Беттина. — Да, я не знаю еще. Хладнокровно обсудивъ всёе что произошло со мною — не буду васъ обманывать — я не вижу для себя ни лекарства, ни надежды. Я теряю любимаго человѣка. Что же мнѣ послѣ этого дѣлать? Такъ ли. Калабръ? Чѣмъ больше размышляю, тѣмъ вижу яснѣе, что для меня не осталось никакой жизни. Я ничего не хочу дѣлать, хочу только плакать. И этому обломку, этому призраку моей личности, этой маскѣ, прикрывающей слезы, вы предлагаете руку? (Плачетъ).

Маркизъ. — Да! я никогда не попрошу насъ отереть эти слезы. Я такъ уважаю вашу горесть, что никогда не рѣшусь развлекать васъ. Но время все перемѣнить, и позвольте мнѣ окончить свою мысль, хоть она и непріятно поразитъ васъ въ эту минуту. Вы говорите, что для васъ не осталось никакой жизни? Нѣтъ, остался для васъ образъ жизни, и именно тотъ, который составлялъ наше наслажденіе и пашу славу!.. Вы воротитесь на театръ.

Беттина. — Вы думаете?

Маркизъ. — Отчего же нѣтъ? Не-уже-ли вамъ странно слышать, что я, предлагая вамъ руку, говорю о вашемъ возвращеніи на сцену? Я помню, какъ вы говорили, что, выйдя замужъ, намѣрены навсегда отказаться отъ сцены; и я, кажется, отвѣчалъ вамъ, что я съ этимъ не согласенъ и что это не въ моемъ вкусѣ. Развѣ можно противиться своему таланту? Достанетъ ли у насъ на это силы, и имѣете ли вы. наконецъ, на это право? Не-уже-ли вы думаете, что, побывавъ въ странѣ музъ, такъ и сдѣлаетесь баронессою или маркизою? Нѣтъ! Природа говоритъ свое, и, волею-неволею, надобно ея слушаться Развѣ поэтъ сочиняетъ стихи или музыкантъ пѣсни, какъ кандитеръ конфекты? Когда мнѣ говорятъ, что Россини замолчалъ навсегда, я этому никогда не вѣрю. И вы, Беттина, также никогда не умолкнете. Сила и энергія къ вамъ возвратятся; вы явитесь на сценѣ, и я займу свой уголокъ у своего любимаго кенкета. Вы снова увидите взволнованную, внимательную толпу, которая слѣдитъ за малѣйшими вашими движеніями и дышетъ вмѣстѣ съ вами — увидите преданный вамъ оркестръ — старыхъ диллетантовъ, стучащихъ палками — молодыхъ франтовъ, которые раздираютъ, въ жару апплодисментовъ, бальныя свои перчатки — прелестныхъ дамъ, въ раззолоченныхъ ложахъ, которыя, повинуясь голосу генія, бросаютъ на сцену свои душистые букеты. Все это ждетъ васъ, сожалѣетъ о васъ, зоветъ васъ… Ахъ, я наслаждался нѣкогда вашимъ торжествомъ, потому-что ваша дружба дѣлала меня вашимъ участникомъ. Что же будетъ со мною, когда вы будете моею?

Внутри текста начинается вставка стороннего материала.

PR #421, opened 2023-04-11
NETOBSERV-973 skip duplicates

jpinsonneau:
This PR skip duplicated flows in connection tracking instead of only skipping aggregates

Беттина (которой печаль мало-по-малу ослабѣваетъ по мѣрѣ того, какъ она слушаетъ маркиза).-- Ахъ, Стефани!.. Это не возможно.

Маркизъ. — Не спѣшите, не спѣшите. Объ одномъ этомъ васъ прошу. (Цалуетъ ея руку.)

Нотаріусъ (выходя изъ павильйона).-- Господинъ Калабръ!

Калабръ. — Ахъ, это вы?

Нотаріусъ. — Вино все вышло, а я до-сихъ-поръ не вижу будущихъ супруговъ. Мнѣ пора въ городъ.

Калабръ (указывая ему на Беттину, которой рука остается въ рукѣ маркиза).-- Обождите, обождите немножко.